The Commissioner for Data Protection and Freedom of Information in the German state of Hesse has warned that the use of Office 365 and Windows 10 in local schools was illegal under the European Union’s stringent GDPR rules. According to commissioner Michael Ronellenfitsch, the software exposes personal user data “to possible access by US officials”. As for Windows 10, the commissioner cited a German Federal Office for Information Security (BSI) report, which claimed that the OS sends “a wealth of telemetry data to Microsoft”.

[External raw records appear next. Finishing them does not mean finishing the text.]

PR #190, opened 2023-07-21
Add cloudmapper tool

QU35T-code:
# Description

New tool - Cloudmapper


ShutdownRepo:
cloudmapper seems to fail at install on arm64. Can you check whether it's possible to install or if we need to ignore this tools install for ARM64 archs?

PR #197, opened 2023-08-08
Fix binding and update fzf

QU35T-code:
# Description

* Update fzf with git installation
* Fix fzf bindings (CTRL + R + CTRL + T)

The development comes after Microsoft recently started sending back data from German users to its US servers instead of storing and processing them locally, as it had been doing earlier. While Microsoft’s earlier actions complied with local data protection laws, the recent decision to migrate the service back to US data centers is what’s believed to have brought about the latest advisory.
The concerns expressed by the commissioner, however, isn’t limited to Office 365. According to Ronellenfitsch, “What is true for Microsoft is also true for the Google and Apple cloud solutions. The cloud solutions of these providers have so far not been transparent and comprehensibly set out. Therefore, it is also true that for schools, the privacy-compliant use is currently not possible”.
It will be interesting to see how Microsoft handles the issue, because as long as the impasse continues, the schools caught up in the crossfire will not be able to use either of the aforementioned software, but instead, will have to make do with “other tools such as on-premise licenses on local systems”, which likely includes Office 2016 and the decade-old Windows 7.